Drexel himself didn’t take the street car to work, even after electrification allowed it to reach the-then dizzying speed of 15 miles per hour.  Nor did he take a coach.  Rather, he walked to his office at 16th and Walnut Street every day, almost always with his good friend, the Philadelphia Public Ledger publisher George William Childs.  “Year in and year out,” noted historian Robert Morris Skaler, “they walked the same round, making themselves well-known personalities in their day.”

In 1891, shortly before his death, he bequeathed $2 million of his fortune (equivalent to over $40 million today) to establish the Drexel Institute of Technology. Located in a terra cotta-encrusted structure at 32nd and Chestnut  Street, the Institute’s goal was provide affordable and practical education to the children of families of modest means.  It may have been Drexel’s retort to the Gilded Age elitism at his longtime neighbor, the University of Pennsylvania.

Anthony Drexel died on June 30, 1893 while on a European vacation, aged 66.  When asked to comment on the death of his friend, George William Childs could barely stop from choking up: “It is a great shock and a great blow to me and us all. We were so far from expecting anything of this kind.  I would rather it have been myself that had died–much better I had died than Mr. Drexel.”

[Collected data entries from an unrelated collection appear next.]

PR #202, opened 2026-07-05
Update to DuckDB v1.5.4

EpsilonPrime:
## Summary

Updates the extension from DuckDB v1.4.3 to v1.5.4:

- Bump the `duckdb` submodule to v1.5.4 and `extension-ci-tools` to the head of its v1.5.4 branch; update the CI workflow pins to match.

The bump compiled cleanly but surfaced five runtime breakages, all fixed here:

- **Use `statistics_extended` when available.** The 1.5 table scan registers `statistics_extended` (which takes a `ColumnIndex`) instead of `statistics`, so `TransformTableScanToSubstrait` crashed calling a null function pointer on every `get_substrait`.
- **Support `COMPARE_DISTINCT_FROM`.** DuckDB 1.5 canonicalizes `NOT (x IS NOT DISTINCT FROM y)` into `IS DISTINCT FROM`. Added `is_distinct_from` mappings to the comparison/filter/join-condition switches and the reverse mapping in `from_substrait`.
- **Handle struct extract pushdown.** 1.5 scans can extract struct fields and emit them directly (`ColumnIndexType::PUSHDOWN_EXTRACT`), which a Substrait `ReadRel` cannot express; `SELECT r.a FROM t` silently degraded to reading `r`. The producer now reads the full columns and wraps the read in a `ProjectRel` with nested field references and an emit mapping; the consumer translates nested references into `struct_extract_at`.
- **Transform all children of set operations.** 1.5 plans n-ary UNION nodes; the producer only serialized the first two children, silently dropping the rest (wrong results on TPC-DS Q33). `SetRel` is natively n-ary, so all children are emitted; the consumer folds multiple inputs left-associatively. Multi-child INTERSECT is rejected since DuckDB's semantics don't match `INTERSECTION_PRIMARY`.
- **Disable the new `CommonSubplan` optimizer** during plan generation; it deduplicates repeated subplans into materialized CTEs (e.g. TPC-H Q11), which cannot be expressed in Substrait.

Test expectation updates:

- TPC-DS Q58 and Q72 now succeed; DuckDB 1.5 resolves the column references those tests expected to be ambiguous.

## Testing

- All 46 sqllogic test cases pass (1260 assertions), including the TPC-H and TPC-DS suites with `PRAGMA enable_verification` round-trip checking.
- All 48 C-unit test cases pass (255 assertions), including the deprecated-type tests from #193.


src/to_substrait.cpp
```diff
@@ -2076,6 +2144,40 @@ substrait::Rel *DuckDBToSubstrait::TransformGet(LogicalOperator &dop) {
...
+			auto selection = new substrait::Expression_FieldReference();
+			selection->set_allocated_root_reference(new substrait::Expression_FieldReference_RootReference());
+			auto segment = selection->mutable_direct_reference()->mutable_struct_field();
+			segment->set_field(static_cast<int32_t>(output_positions[i]));
+			auto current = column;
+			while (current->HasChildren()) {
+				D_ASSERT(current->ChildIndexCount() == 1);
+				auto &child = current->GetChildIndex(0);
+				if (!child.HasPrimaryIndex()) {
+					throw NotImplementedException("Field-name based struct extract pushdown is not supported in "
```
bestbeforetoday: Is there a risk that objects created with `new` above are left allocated and leak memory if this throw occurs?

bestbeforetoday (commented):
To my non-expert eye, this looks generally good, and it does load and function on a very simple scenario for me using DuckDB 1.5.4. Just one query in an in-line comment to set my mind at ease.

src/to_substrait.cpp
EpsilonPrime: Thanks, fixed!

EpsilonPrime: I looked for similar issues and found a lot of potential leaks (some even on the success path).  #203 and #204 address these.

src/from_substrait.cpp
```diff
@@ -1244,13 +1261,18 @@ shared_ptr<Relation> SubstraitToDuckDB::TransformSetOp(const substrait::Rel &sop
...
-
-	return make_shared_ptr<SetOpRelation>(std::move(lhs), std::move(rhs), type);
+	// Fold multiple inputs left-associatively: for UNION_ALL this matches the
+	// n-ary semantics exactly, for MINUS_PRIMARY it matches subtracting every
+	// secondary input from the primary input
+	auto result = TransformOp(inputs[0]);
+	for (int input_idx = 1; input_idx < input_count; input_idx++) {
+		auto rhs = TransformOp(inputs[input_idx], input_idx + 1 == input_count ? names : nullptr);
+		result = make_shared_ptr<SetOpRelation>(std::move(result), std::move(rhs), type);
+	}
```
bestbeforetoday, line 1282: Is this behavior also correct for INTERSECTION_PRIMARY? The Substrait spec says that INTERSECTION_PRIMARY, "Returns all records from the primary input that are present in any secondary input, removing duplicates." Will this folding result in INTERSECTION_PRIMARY being mapped to records that are present in _all_ (instead of _any_)secondary inputs?

 The TransformIntersect function in to_substrait.cpp explicitly rejects operations that do not have exactly two children. Maybe to avoid this issue.

src/to_substrait.cpp
```diff
@@ -2025,42 +2050,85 @@ substrait::Rel *DuckDBToSubstrait::TransformGet(LogicalOperator &dop) {
...
+			if (!dget.projection_ids.empty()) {
+				auto struct_item = select->add_struct_items();
+				if (!column->IsRowIdColumn()) {
+					struct_item->set_field(static_cast<int32_t>(column->GetPrimaryIndex()));
+				}
+			} else if (!column->IsRowIdColumn()) {
 				auto struct_item = select->add_struct_items();
-				struct_item->set_field(static_cast<int32_t>(col_idx));
+				struct_item->set_field(static_cast<int32_t>(column->GetPrimaryIndex()));
 			}
```
bestbeforetoday, line 2134: Is it OK to call add_struct_items in the first branch leaving the default (zero) field for a RowId column? The else-if branch avoids calling add_struct_items for RowId columns. I really don't know; just checking!

src/from_substrait.cpp
```diff
@@ -1244,13 +1261,18 @@ shared_ptr<Relation> SubstraitToDuckDB::TransformSetOp(const substrait::Rel &sop
...
-	auto rhs = TransformOp(inputs[1], names);
-
-	return make_shared_ptr<SetOpRelation>(std::move(lhs), std::move(rhs), type);
+	// Fold multiple inputs left-associatively: for UNION_ALL this matches the
+	// n-ary semantics exactly, for MINUS_PRIMARY it matches subtracting every
+	// secondary input from the primary input
+	auto result = TransformOp(inputs[0]);
+	for (int input_idx = 1; input_idx < input_count; input_idx++) {
+		auto rhs = TransformOp(inputs[input_idx], input_idx + 1 == input_count ? names : nullptr);
+		result = make_shared_ptr<SetOpRelation>(std::move(result), std::move(rhs), type);
```
bestbeforetoday: Does `setop_all` need to be explicitly set to `true` here for UNION_ALL to behave correctly?

bestbeforetoday (commented):
Thank you for the updates. A few more questions in-line.

EpsilonPrime:
_Posted by David's coding agent on his behalf._

Thanks for the careful review — all three of the latest questions were on point. Summary of what changed in response (latest commits on this branch):

**1. `UNION ALL` dropping duplicates — fixed (correctness bug).**
The consumer built `SetOpRelation(left, right, type)` with the default `setop_all=false`, which appends a `DISTINCT` modifier, so every `SET_OP_UNION_ALL` round-tripped as a *distinct* union and silently dropped duplicates. It now passes `setop_all=true` for `UNION_ALL`. Added `test/sql/test_union_all_duplicates.test`, verified it **fails without the fix** (row count 6 vs 2) and passes with it. This was latent because no existing test had surviving duplicate rows in a `UNION ALL` (TPC-DS Q33's outer `GROUP BY … SUM` masked it).

**2. n-ary `INTERSECTION_PRIMARY` folding — fixed (correctness bug).**
Exactly as you suspected. `INTERSECTION_PRIMARY` keeps records present in *any* secondary input, but left-associative folding keeps records present in *every* secondary. Folding is only valid for `UNION_ALL` (associative) and `MINUS_PRIMARY` (subtract each secondary from the primary), so the consumer now rejects `INTERSECTION_PRIMARY` with more than two inputs — matching the `TransformIntersect` guard on the producer side (which is indeed there for this reason).

**3. Mask-projection row-id asymmetry — investigated; kept, now documented.**
I tried unifying the two branches to skip row-id columns in both. That **broke `test_substrait_topn` and `test_limit`** with `Positional reference N out of range`. Root cause: under late materialization, a TopN/Limit scan reads the sort column plus a **row id** and re-fetches the rest by row id, so when the scan has a pushed-down projection the mask must emit one struct item per projected column — including a placeholder (default field `0`) for the row id — to stay positionally aligned with the projection. Dropping it misaligns the downstream references. So the asymmetry is load-bearing; I've added a comment explaining why rather than changing the behavior.

Separately, the original memory-leak question is addressed here (plus a broader exception-safety sweep of `to_substrait.cpp` in the follow-up PRs #203 and #204).

All sqllogic (47 cases) and C unit (48 cases) tests pass on the updated branch.

bestbeforetoday (approved):
Thank you for the updates. Looks good to me.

Although Anthony had built two other houses on “the Drexel Block” for his son George William Childs Drexel and daughter Frances Katherine Drexel Paul, his descendants rapidly abandoned West Philadelphia for Rittenhouse Square, the Main Line, and Chestnut Hill.

The Drexel mansion itself is long gone, replaced by Penn dormitories. The Wharton School, which has trained generations of Drexel and later Morgan bankers, is located just across 38th Street.  Drexel University, his greatest and most long-lasting legacy, continues to thrive north of Market Street.

Drexel University 1963.ashx
The Drexel Institute, later Drexel University, at 32nd and Chestnut Street. The main building, designed by the Wilson brothers, as photographed in 1963.

Sources:

“Anthony Drexel is Dead,” The New York Times, July 1, 1893.

Joseph Minardi, Historic Architecture in West Philadelphia, 1789-1930 (Atglen: Schiffer Publishing Ltd, 2011), pp.39, 70, 74, 77.

Robert Morris Skaler, West Philadelphia: University City to 52nd Street (Charleston: Arcadia Publishing, 2002), p.13.